Didn't even hurt, helmet destroyed, brain unharmed.

Shiggy's advice was more to the point, the ONLY important thing is FIT.


----------



## Dremer03 (Jun 19, 2009)

CaveGiant said:


> Shiggy's advice was more to the point, the ONLY important thing is FIT.


The protection it provides is the most important thing, fit is most definitely second.


----------



## AZ (Apr 14, 2009)

Dremer03 said:


> The protection it provides is the most important thing, fit is most definitely second.


If it does not fit properly the protection level the helmet provides is reduced , so I humbly suggest that fit is the most important component .


----------



## jeffscott (May 10, 2006)

MonkeyTrail said:


> i guess i need to go to lbs and get measure for a helmet. dont want to spend a lot also dont mind buying a older model to save some cash.


One last point after you get a helmet that fits well....

Don't ride as though the helmet is gonna save your life...

I have two helmets one for winter and one for summer....

Can't remember what I paid for either one five years ago, they both fit real nice though.


----------



## Guy Cool (Oct 3, 2008)

I just got a new Giro off of pricepoint and they have a good helmet sizing chart and my new helmet feels great.

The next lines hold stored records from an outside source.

PR #681, opened 2022-06-15
Fix leaked file handle

jeffdiclemente:
A file handle can be leaked if a file is opened with embedded ZIP data in a layout CppMicroServices does not expect.

### DIFF
--- a/framework/src/bundle/BundleResourceContainer.cpp
+++ b/framework/src/bundle/BundleResourceContainer.cpp
@@ -245,16 +245,18 @@ bool BundleResourceContainer::Matches(const std::string& name,
                                       const std::string& filePattern) const
 {
   // short-cut
-  if (filePattern == "*")
+  if (filePattern == "*") {
     return true;
+  }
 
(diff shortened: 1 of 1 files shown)


achristoforides (approved):

achristoforides:
Should a test be added (similar to those in framework/test/gtest/OpenFileHandleTest.cpp) to validate that for a shared library which is loaded, if no zip is detected, that the number of file handles does not increase but rather is identical to the starting number of file handles?

jeffdiclemente:
> Should a test be added (similar to those in framework/test/gtest/OpenFileHandleTest.cpp) to validate that for a shared library which is loaded, if no zip is detected, that the number of file handles does not increase but rather is identical to the starting number of file handles?

yes, it would be worthwhile to have. A specific file would have to be created for the test, namely a file which has embedded ZIP data but not in the format CppMicroServices expects. I will create a follow on task and a separate submission for that.

pelliott-mathworks (approved):

PR #688, opened 2022-06-19
Upgrade miniz to v3.0 (unreleased, using git commit on master)

### LINKED ISSUE #592: upgrade to latest miniz implementation
evaluate if we should upgrade and if so, upgrade to the latest version of miniz: https://github.com/richgel999/miniz/releases/tag/2.1.0

achristoforides:
Fixes #592 .

The difference between the miniz version we were using and the v3.0 version (unreleased) is quite large so the cppms-specific changes for miniz were integrated where appropriate.

This version (not the v2.2 released version) already has the utf8 fixes included :)


jeffdiclemente (commented):
I have a couple concerns:

- This is an unreleased version, how do we know it is "production ready" and should be integrated in CppMicroServices from a code quality perspective?
- Were any of the cppmicroservices google benchmark tests run (e.g. `framework\test\bench\bundleinstall.cpp`) to gauge whether there are any performance regressions?

jeffdiclemente (approved):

I got a 2009 version and saved some money over the 2010 model.


----------



## rkj__ (Feb 29, 2004)

My helmet is worth $38 CAD.

The more expensive helmets are lighter, have more vents, and hence use less material. It takes more engineering costs to make a helmet meet the required safety standards with so little material, hence the helmets cost more. Sometimes the more expensive helmets look cooler too.


----------



## ae111black (Dec 27, 2008)

My helmet is Priceless...........because when it actually needs to do it's job, it's there!!!

BTW I ride a Giro Hex and a older Troxel TLD (Troy Lee Designs)


----------



## Blksocks (Dec 22, 2009)

Dremer03 said:


> A 300 dollar helmet wont protect you more or less than a 15 dollar helmet, unless its full face. Helmets are made to a government standard so they can all take the same amount of crash damage and protect your head the same. Higher priced helmets are simply just lighter and vent better.
> 
> I ride a K Mart Schwinn helmet, with no problems cost me literally 16 dollars.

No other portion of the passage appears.